§ **WHAT THIS TASK INVOLVES**: If a line of the material holds the string "doing", please copy it.

§ **SUPPLIED MATERIAL**:
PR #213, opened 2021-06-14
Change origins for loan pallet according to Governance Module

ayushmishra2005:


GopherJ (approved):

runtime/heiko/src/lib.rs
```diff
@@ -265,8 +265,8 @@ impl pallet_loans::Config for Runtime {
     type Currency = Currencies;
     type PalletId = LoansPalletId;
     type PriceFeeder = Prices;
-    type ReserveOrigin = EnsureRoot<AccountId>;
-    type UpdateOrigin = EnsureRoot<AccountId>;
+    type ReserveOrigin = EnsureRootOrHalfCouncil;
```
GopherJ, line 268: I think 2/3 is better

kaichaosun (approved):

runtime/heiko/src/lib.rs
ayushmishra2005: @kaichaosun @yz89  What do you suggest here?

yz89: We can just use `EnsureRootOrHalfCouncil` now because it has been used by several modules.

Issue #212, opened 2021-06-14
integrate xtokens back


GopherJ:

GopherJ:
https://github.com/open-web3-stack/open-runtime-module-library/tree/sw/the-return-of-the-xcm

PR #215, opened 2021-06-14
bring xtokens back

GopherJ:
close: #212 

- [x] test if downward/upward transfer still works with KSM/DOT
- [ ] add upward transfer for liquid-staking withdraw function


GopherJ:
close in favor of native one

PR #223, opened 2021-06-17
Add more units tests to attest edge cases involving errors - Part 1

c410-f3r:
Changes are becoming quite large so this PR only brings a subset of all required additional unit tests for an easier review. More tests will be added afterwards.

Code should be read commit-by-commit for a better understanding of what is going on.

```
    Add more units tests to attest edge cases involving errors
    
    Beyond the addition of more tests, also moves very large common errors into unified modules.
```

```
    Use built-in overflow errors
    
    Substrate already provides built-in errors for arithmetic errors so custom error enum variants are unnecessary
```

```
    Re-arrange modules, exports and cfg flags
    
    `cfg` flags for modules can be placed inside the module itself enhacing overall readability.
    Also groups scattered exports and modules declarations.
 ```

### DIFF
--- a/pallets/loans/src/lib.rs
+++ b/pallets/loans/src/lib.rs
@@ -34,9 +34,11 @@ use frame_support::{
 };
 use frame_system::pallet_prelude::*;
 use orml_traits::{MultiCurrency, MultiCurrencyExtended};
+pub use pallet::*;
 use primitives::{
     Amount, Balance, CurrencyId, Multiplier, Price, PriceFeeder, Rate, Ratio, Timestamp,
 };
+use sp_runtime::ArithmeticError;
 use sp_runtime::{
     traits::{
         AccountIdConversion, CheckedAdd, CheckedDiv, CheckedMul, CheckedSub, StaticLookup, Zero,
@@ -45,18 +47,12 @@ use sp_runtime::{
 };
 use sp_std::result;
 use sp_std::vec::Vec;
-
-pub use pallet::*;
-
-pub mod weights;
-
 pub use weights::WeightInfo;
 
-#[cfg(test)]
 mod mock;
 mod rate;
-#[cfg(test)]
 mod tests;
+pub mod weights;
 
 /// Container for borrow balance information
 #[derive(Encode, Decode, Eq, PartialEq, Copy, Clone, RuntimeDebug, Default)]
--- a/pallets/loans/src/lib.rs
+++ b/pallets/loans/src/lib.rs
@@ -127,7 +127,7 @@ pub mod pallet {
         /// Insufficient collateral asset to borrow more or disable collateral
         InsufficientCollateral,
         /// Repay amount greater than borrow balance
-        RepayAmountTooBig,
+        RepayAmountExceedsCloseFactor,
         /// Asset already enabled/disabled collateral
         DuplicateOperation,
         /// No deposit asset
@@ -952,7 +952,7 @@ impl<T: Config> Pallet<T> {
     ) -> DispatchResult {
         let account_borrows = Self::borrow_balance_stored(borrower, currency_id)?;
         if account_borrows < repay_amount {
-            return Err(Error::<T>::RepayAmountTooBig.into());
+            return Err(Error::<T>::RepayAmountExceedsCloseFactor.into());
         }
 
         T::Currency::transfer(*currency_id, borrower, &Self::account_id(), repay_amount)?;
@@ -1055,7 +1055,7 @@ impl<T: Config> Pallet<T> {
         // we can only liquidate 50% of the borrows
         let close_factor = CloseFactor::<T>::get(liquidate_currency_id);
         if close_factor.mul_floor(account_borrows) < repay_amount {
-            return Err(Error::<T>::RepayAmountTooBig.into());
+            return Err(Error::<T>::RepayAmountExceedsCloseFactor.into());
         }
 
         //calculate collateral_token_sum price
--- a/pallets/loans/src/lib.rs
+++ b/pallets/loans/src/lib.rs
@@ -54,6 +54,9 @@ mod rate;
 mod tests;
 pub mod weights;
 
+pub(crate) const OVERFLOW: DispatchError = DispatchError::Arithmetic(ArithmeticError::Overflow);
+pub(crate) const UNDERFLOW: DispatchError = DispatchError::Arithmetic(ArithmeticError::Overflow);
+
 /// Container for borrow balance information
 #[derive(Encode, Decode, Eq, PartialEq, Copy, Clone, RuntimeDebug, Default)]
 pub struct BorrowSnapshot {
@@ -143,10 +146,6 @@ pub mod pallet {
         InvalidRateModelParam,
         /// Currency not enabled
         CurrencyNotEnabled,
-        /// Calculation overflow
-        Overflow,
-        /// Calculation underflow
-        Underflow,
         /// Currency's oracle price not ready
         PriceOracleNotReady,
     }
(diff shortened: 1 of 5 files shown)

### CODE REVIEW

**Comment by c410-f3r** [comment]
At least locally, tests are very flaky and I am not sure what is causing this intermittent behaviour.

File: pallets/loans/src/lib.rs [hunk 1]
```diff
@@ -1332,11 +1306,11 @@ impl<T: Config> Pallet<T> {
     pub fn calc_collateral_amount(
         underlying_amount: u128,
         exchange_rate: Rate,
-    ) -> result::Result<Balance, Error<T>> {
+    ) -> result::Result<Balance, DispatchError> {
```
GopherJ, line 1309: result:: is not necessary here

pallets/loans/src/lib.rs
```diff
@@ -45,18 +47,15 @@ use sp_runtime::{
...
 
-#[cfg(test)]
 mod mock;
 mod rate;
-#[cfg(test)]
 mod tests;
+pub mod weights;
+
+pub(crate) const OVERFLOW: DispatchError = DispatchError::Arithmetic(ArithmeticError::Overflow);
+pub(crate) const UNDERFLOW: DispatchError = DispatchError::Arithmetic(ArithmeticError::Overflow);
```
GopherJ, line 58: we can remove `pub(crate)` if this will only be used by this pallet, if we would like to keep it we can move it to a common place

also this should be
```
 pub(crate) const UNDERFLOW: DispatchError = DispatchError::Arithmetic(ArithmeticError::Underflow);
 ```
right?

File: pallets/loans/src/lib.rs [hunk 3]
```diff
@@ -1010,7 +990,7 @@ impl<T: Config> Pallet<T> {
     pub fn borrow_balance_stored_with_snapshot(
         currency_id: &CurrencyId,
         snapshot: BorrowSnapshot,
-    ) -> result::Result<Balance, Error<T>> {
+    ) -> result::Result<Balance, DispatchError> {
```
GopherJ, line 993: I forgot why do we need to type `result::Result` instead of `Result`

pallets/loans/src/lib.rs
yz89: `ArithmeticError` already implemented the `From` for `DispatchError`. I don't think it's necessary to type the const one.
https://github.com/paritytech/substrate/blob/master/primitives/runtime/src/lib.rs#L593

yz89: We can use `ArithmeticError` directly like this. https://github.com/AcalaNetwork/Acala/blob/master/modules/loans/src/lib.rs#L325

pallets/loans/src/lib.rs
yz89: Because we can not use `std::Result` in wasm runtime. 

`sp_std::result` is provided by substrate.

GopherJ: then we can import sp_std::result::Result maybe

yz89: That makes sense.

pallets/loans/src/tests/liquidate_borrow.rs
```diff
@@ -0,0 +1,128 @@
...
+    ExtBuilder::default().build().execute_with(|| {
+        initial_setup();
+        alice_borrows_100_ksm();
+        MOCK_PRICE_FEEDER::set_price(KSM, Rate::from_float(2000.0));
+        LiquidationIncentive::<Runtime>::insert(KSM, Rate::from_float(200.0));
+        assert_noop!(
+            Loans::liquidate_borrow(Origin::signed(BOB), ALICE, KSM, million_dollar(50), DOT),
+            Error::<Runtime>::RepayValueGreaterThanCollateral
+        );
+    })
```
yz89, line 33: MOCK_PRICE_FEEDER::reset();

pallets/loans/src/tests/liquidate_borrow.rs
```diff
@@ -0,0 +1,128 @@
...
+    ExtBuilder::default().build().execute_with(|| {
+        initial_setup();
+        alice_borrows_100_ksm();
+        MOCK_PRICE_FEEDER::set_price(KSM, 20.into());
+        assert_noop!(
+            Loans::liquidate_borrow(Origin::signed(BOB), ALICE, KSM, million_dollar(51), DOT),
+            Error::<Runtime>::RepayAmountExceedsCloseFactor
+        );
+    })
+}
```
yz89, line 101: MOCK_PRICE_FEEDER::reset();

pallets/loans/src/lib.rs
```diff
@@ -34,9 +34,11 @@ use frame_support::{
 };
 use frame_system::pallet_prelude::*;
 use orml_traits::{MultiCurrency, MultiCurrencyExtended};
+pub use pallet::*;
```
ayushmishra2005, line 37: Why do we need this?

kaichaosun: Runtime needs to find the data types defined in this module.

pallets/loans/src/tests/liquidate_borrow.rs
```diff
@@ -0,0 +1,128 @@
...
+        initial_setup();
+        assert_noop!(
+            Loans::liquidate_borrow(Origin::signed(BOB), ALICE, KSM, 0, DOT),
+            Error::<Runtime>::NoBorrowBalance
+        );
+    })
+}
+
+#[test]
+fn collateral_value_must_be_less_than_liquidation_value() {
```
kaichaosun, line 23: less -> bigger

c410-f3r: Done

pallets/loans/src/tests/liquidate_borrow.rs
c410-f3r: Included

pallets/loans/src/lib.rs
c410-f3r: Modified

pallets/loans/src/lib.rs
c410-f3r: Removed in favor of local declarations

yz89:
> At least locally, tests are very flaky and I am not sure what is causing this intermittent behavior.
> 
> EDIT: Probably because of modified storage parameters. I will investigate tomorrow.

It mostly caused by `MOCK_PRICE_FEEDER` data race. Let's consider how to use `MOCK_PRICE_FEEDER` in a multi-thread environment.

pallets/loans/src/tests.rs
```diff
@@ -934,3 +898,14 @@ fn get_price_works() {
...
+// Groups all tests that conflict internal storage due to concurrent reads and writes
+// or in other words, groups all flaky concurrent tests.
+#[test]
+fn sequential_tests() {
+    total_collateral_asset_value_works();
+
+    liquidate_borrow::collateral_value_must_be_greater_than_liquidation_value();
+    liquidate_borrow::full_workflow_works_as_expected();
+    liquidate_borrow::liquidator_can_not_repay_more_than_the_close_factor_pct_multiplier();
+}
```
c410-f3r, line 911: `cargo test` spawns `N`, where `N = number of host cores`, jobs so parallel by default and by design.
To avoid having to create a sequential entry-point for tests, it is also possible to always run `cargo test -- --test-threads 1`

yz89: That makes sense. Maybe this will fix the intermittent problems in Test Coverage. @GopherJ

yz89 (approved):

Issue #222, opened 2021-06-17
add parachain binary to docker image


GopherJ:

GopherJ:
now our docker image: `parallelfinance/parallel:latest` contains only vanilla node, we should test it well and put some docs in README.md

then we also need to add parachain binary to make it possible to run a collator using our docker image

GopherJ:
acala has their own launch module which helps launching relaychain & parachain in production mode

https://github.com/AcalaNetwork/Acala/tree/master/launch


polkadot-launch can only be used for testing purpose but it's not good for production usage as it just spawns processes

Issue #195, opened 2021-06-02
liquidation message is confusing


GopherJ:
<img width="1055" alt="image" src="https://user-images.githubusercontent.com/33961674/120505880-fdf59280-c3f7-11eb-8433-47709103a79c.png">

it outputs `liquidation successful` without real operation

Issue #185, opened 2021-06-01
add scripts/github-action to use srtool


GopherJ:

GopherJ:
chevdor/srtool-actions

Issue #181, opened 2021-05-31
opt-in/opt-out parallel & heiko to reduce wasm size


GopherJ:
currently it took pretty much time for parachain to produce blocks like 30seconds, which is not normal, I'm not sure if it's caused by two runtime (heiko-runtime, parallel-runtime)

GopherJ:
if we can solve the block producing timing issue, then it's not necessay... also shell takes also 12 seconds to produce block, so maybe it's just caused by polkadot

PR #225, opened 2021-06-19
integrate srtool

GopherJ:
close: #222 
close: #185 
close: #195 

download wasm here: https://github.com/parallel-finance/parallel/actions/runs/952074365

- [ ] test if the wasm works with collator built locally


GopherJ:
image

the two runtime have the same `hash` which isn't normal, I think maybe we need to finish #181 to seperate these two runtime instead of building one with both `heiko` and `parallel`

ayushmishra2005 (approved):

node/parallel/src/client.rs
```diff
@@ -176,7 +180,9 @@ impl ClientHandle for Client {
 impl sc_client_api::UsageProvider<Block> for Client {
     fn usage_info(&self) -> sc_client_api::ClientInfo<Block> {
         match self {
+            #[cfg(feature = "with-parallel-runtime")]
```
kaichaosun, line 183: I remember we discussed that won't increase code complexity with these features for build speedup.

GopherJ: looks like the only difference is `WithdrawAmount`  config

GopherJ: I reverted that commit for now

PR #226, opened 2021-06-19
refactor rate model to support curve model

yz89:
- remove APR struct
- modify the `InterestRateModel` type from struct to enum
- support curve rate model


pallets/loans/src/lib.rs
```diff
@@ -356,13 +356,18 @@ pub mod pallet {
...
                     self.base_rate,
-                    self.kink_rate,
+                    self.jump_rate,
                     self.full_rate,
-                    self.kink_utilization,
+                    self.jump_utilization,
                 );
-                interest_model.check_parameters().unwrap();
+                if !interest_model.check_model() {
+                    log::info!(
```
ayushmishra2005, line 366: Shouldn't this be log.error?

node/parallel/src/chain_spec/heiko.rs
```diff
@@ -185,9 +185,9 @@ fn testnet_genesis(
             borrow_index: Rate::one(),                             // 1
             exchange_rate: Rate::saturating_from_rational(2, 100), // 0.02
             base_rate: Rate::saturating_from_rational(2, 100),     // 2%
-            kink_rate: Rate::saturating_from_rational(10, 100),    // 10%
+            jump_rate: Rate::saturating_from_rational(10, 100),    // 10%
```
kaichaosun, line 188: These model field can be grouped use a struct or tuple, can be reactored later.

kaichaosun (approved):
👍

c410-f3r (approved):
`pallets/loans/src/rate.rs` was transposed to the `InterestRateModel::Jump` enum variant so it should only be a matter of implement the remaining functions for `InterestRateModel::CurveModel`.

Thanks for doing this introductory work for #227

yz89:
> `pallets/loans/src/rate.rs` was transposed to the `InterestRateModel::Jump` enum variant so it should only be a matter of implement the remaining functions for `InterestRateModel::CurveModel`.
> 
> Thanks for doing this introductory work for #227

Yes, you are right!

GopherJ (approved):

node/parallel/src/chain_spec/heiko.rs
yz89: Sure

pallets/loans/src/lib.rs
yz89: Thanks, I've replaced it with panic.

§ **WRITTEN ANSWER**:
Thanks for doing this introductory work for #227
> Thanks for doing this introductory work for #227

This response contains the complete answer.